## § Correctness of binary search

#### § Closed-closed intervals

// search in interval [l, r] for value val
int binsearch(int l, int r, int val, int *xs) {
if (l == r) { return l; }
int mid = (l+r)/2;
if (xs[mid] <= val) {
return binsearch(l, mid, val, xs);
} else {
return binsearch(mid+1, r, val, xs);
}
}

We have (l <= mid < r) since floor division of the form (l+r)/2 will pull values "downward". The length of the interval [l, mid] is smaller than the interval [l, r] as mid < r. The length of the interval [mid+1, r] is smaller than the interval [l, r] as l < mid+1. We are monotonically decreasing on the quantity "length of interval", and terminate the recursion when the length is zero.
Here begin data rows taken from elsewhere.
PR #3166, opened 2023-05-09
rmv ax-5 from moimi + rename prospective space definitions

### LINKED ISSUE #3035: Defining projective space / projective plane

icecream17:
The ax-5 to ax-gen ("quantified" to inference form) seems to be a sort of pattern for saving axioms.
Renames PrjSp1 --> PrjSp
Renames PrjSp --> PrjSpn

Resolves https://github.com/metamath/set.mm/issues/3035 (again)

Another option is to use $\mathbb{P}_\mathrm{n}$ for df-prjspn. (This is possible since unlike df-prjsp, the symbol does not conflict with df-prm.) The only reason I propose this is that it looks nicer; though it is inconsistent and allayed somewhat by using the ``( PrjSpn ` <. n , K >. )`` notation instead.

### DIFF
--- a/discouraged
+++ b/discouraged
@@ -16580,6 +16580,7 @@ New usage of "mobidvOLDOLD" is discouraged (0 uses).
 New usage of "moeqOLD" is discouraged (0 uses).
 New usage of "moeuOLD" is discouraged (0 uses).
 New usage of "mofOLD" is discouraged (0 uses).
+New usage of "moimiOLD" is discouraged (0 uses).
 New usage of "mptssALT" is discouraged (0 uses).
 New usage of "mpv" is discouraged (1 uses).
 New usage of "mulassnq" is discouraged (10 uses).
@@ -19425,6 +19426,7 @@ Proof modification of "mobidvOLDOLD" is discouraged (46 steps).
 Proof modification of "moeqOLD" is discouraged (29 steps).
 Proof modification of "moeuOLD" is discouraged (52 steps).
 Proof modification of "mofOLD" is discouraged (62 steps).
+Proof modification of "moimiOLD" is discouraged (17 steps).
 Proof modification of "mptssALT" is discouraged (57 steps).
 Proof modification of "n0lpligALT" is discouraged (74 steps).
 Proof modification of "n2dvds1OLD" is discouraged (37 steps).


set.mm
```diff
@@ -21848,10 +21848,22 @@ proposition with a distinct variable (closed form of ~ nfsb4 ).
...
   ${
+    $d x y $.  $d y ph $.  $d y ps $.
     moimi.1 $e |- ( ph -> ps ) $.
     $( The at-most-one quantifier reverses implication.  (Contributed by NM,
-       15-Feb-2006.) $)
+       15-Feb-2006.)  Remove use of ~ ax-5 .  (Revised by Steven Nguyen,
+       9-May-2023.) $)
     moimi $p |- ( E* x ps -> E* x ph ) $=
+      ( vy weq wi wal wex wmo imim1i alimi eximi df-mo 3imtr4i ) BCEFZGZCHZEIAP
+      GZCHZEIBCJACJRTEQSCABPDKLMBCENACENO $.
```
benjub, line 21858: I think the change is good, but this is an instance where this is not too important since ~mojust already uses ax-1--ax-7.

icecream17:
the verify iset.mm check failed but that's probably a testing bug since i didn't change anything in iset.mm

wlammen:
I needed to rerun the checks on my PR as well.  The second attempt was successful.

I also had difficulties adding or editing comments yesterday.  Maybe something is broken on GitHub?

benjub:
> I needed to rerun the checks on my PR as well. The second attempt was successful.
> 
> I also had difficulties adding or editing comments yesterday. Maybe something is broken on GitHub?

Not sure what happened, and I couldn't see the logs. I just reran and it worked, so I'll merge now.

PR #3168, opened 2023-05-10
Intersection points of a line and a circle (3)

avekens:
As announced in PR #3113, I simplified the theorem ~itscnhlinecirc02p, showing that a nonhorizontal line passing through a point X within a circle around the origin (and an arbitray but different point Y) intersects the circle at exactly two different points by using the definition of the set of proper ordered pairs, see ~ innhlinecirc02p: 

```( ( .0. S R ) i^i ( X L Y ) ) e. ( PrPairs ` P )```

This is equivalent with

```E. a e. P E. b e. P ( a =/= b /\ ( ( .0. S R ) i^i ( X L Y ) ) = { a , b } )```

It is still open to prove the special case for a horizontal line, which I will try next.

Changes in details:

Main set.mm:
* ~eel0001 (renamed ~mpsyl4anc), ~fprb and ~el2v moved from mathboxes

AV's mathbox:
* definition for set of proper (unordered) pairs and rearrangement of sections about unordered pairs
* general auxiliary theorems ~addsubeq0, ~resum2sqrp
* auxiliary theorems for real Euclidean space of dimension 2: ~prelrrx2b, ~ehl2eudis0lt, ~itsclc0lem*
* theorems for  intersection points of a line and a circle: ~itsclc0lem5r, ~itsclc0blem5, ~itsclc0b, ~itsclinecirc0b, ~itsclinecirc0in, ~innhlinecirc02plem, ~innhlinecirc02p

### DIFF
--- a/changes-set.txt
+++ b/changes-set.txt
@@ -27,6 +27,9 @@ make a github issue.)
 
 DONE:
 Date      Old       New         Notes
+ 9-May-23 eel0001   mpsyl4anc   moved from AS's mathbox to main set.mm
+ 9-May-23 fprb      [same]      moved from SF's mathbox to main set.mm
+ 9-May-23 el2v      [same]      moved from PM's mathbox to main set.mm
  7-Apr-23 rexsngf   [same]      moved from GS's mathbox to main set.mm
  2-Apr-23 reuxfr4d  [same]      moved from TA's mathbox to main set.mm
  2-Apr-23 reuxfr3d  [same]      moved from TA's mathbox to main set.mm

### CODE REVIEW

File: set.mm [hunk 1]
```diff
@@ -7202,6 +7202,17 @@ _praeclarum theorema_ (splendid theorem).  (Contributed by NM,
       ( wi exp41 syl3c mpd ) AEFJABCDEFLGHIBCDEFKMNO $.
   $}
 
+  ${
```
wlammen, line 7205: naming conventions:  We have some similar theorems syl1111anc, syl112anc and more in main.  The digits reflect how antecedents are grouped.  22 for example should be attached to ( ( ph /\ ps ) /\ ( ch /\ th ) ).  I wonder whether we should add a 1111 sequence to the name here.

wlammen (commented):
No other objections besides the naming style of one theorem

set.mm
avekens: So you propose to change mpsyl4anc to mpsyl1111anc? This would be quite long, but would be OK for me.
Or should it be called mpsyl211anc (which would be a little bit shorter), because the first conjuncts are directly grouped?

syl1111anc seems to be the only label using the sequence 1111...

digama0: I prefer sticking to `mpsyl4anc`. The special case of left-leaning and-trees is already specialized in simp-Nl and adNantr, and it makes sense to specialize to a linear number of lemmas rather than the exponential combinations with the sylNNNanc series.

wlammen: I am not a friend of this NNNN style either, and I don't expect many more theorems of this kind to follow (if not we simply rename them later).  That's why I used "I wonder...".  Still, the naming scheme is inconsistent, and I wanted to point that out.  I am happy if you are...

wlammen (approved):

set.mm
avekens: OK, then we should leave it as it is.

#### § Closed-open intervals

// search in interval [l, r) for value val
int binsearch(int l, int r, int val, int *xs) {
// [l, l+1) = { l }
if (r == l + 1) { return l; }
int mid = (l+r)/2;
if (xs[mid] <= val) {
return binsearch(l, mid, val, xs);
} else {
return binsearch(mid, r, val, xs);
}
}

We have (l <= mid < r) since floor division of the form (l+r)/2 will pull values "downward". Furthermore, if r = l + 1 we end the recursion. Thus, we are guaranteed that we will have that r >= l + 2. Hence, mid = (l+r)/2 >= (l + l + 2)/2 >= l + 1. Thus, we have that: l is to the left of mid=l+1 is to the left of r>=l+2. So the intervals [l, mid) and [mid, r) will be smaller, as we cleanly "separate" out l, mid, and r.